PR #99, opened 2016-05-15
Added section on specifying the location of pandoc binaries.

gwgundersen:


bebraw:
Looks good to me. 👍 

@janschulz Feel free to merge once you feel like it. 😄

janschulz:
@gwgundersen (Sorry for the late reply: Germany had some holidays...) There is already some sentence regarding the `PYPANDOC_PANDOC` right in the installation section: can you include this information in your new section and replace it in the installation section with a small sentence which includes a link to that section? That way it is all in one place :-)

gwgundersen:
@janschulz, good catch. I've consolidated the sentences into a single section. Please let me know if those sentences don't make sense together.

janschulz:
Thanks for pinging me, this looks great, thanks you!

PR #101, opened 2016-06-15
Fix for pdf conversion

### LINKED ISSUE #100: Pandoc died with exitcode "9" during conversion: b'pandoc: Unknown writer: pdf
To be honest I have no idea where exactly is the problem here.  I have following piece of code:

```python
import pypandoc

def main():
    parser = argparse.ArgumentParser()
    parser.add_argument("--fmt")
    parser.add_argument("--fail", dest="fail", action="store_true")
    parser.set_defaults(fail=False)
    args = parser.parse_args()

    if args.fail:
        to = args.fmt 
    else:
        # Ridiculous but works  
        to = "pdf" if args.fmt == "pdf" else args.fmt 

    pypandoc.convert(
        source="# Foo", to=to,
        format="markdown",
        outputfile="foo.pdf"
    )

if __name__ == "__main__":
    main()
```

which works just fine when I run it with `python ex2.py --fmt pdf` and let it use completely meaningless `"pdf" if args.fmt == "pdf" else args.fmt` but fails otherwise with 

```
RuntimeError: Pandoc died with exitcode "9" during conversion: b'pandoc: Unknown writer: pdf
To create a pdf with pandoc, use the latex or beamer writer and specify
an output file with .pdf extension (pandoc -t latex -o filename.pdf).'
```

Environment:

- Debian GNU/Linux
- Pandoc Version: 1.16.0.2~dfsg-1
- pypandoc==1.1.3
- Python  3.5.1, Python 2.7.11

janschulz:
converting to PDF needs pandoc to be invoked as `--to=latex -o something.pdf`.
Unfortunately we didn't enforce that:

* The old tests for pdf relied on `"pdf" is "pdf"` tests which is not always
  true of one of the strings was not interned.
* using the `convert(.., to="pdf")` was actually doing a conversion to html

The new checks ensure that, if `to="pdf"`:
* an outfile of type pdf is also given
* the actual invocation of pandoc passes `latex` as the to format

Fixes #100

### DIFF
--- a/pypandoc/__init__.py
+++ b/pypandoc/__init__.py
@@ -179,15 +179,20 @@ def _identify_input_type(source, format, encoding='utf-8'):
 
 
 def _validate_formats(format, to, outputfile):
-    formats = {
-        'dbk': 'docbook',
-        'md': 'markdown',
-        'rest': 'rst',
-        'tex': 'latex',
-    }
+    def normalize_format(fmt):
+        formats = {
+            'dbk': 'docbook',
+            'md': 'markdown',
+            'tex': 'latex',
+        }
+        fmt = formats.get(fmt, fmt)
+        # rst format can have extensions
+        if fmt[:4] == "rest":
+            fmt = "rst"+fmt[4:]
+        return fmt
 
-    format = formats.get(format, format)
-    to = formats.get(to, to)
+    format = normalize_format(format)
+    to = normalize_format(to)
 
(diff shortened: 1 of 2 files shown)


janschulz:
@bebraw Could you have a look and merge if satisfied?

bebraw:
I guess the next step might be to get a beta out. 👍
------------------------------------------------------------
WORK INSTRUCTIONS:
Your answer should be every line from the material above in which the word "conversion" appears.

REPLY TO THE EXERCISE:
Fix for pdf conversion
### LINKED ISSUE #100: Pandoc died with exitcode "9" during conversion: b'pandoc: Unknown writer: pdf
RuntimeError: Pandoc died with exitcode "9" during conversion: b'pandoc: Unknown writer: pdf
* using the `convert(.., to="pdf")` was actually doing a conversion to html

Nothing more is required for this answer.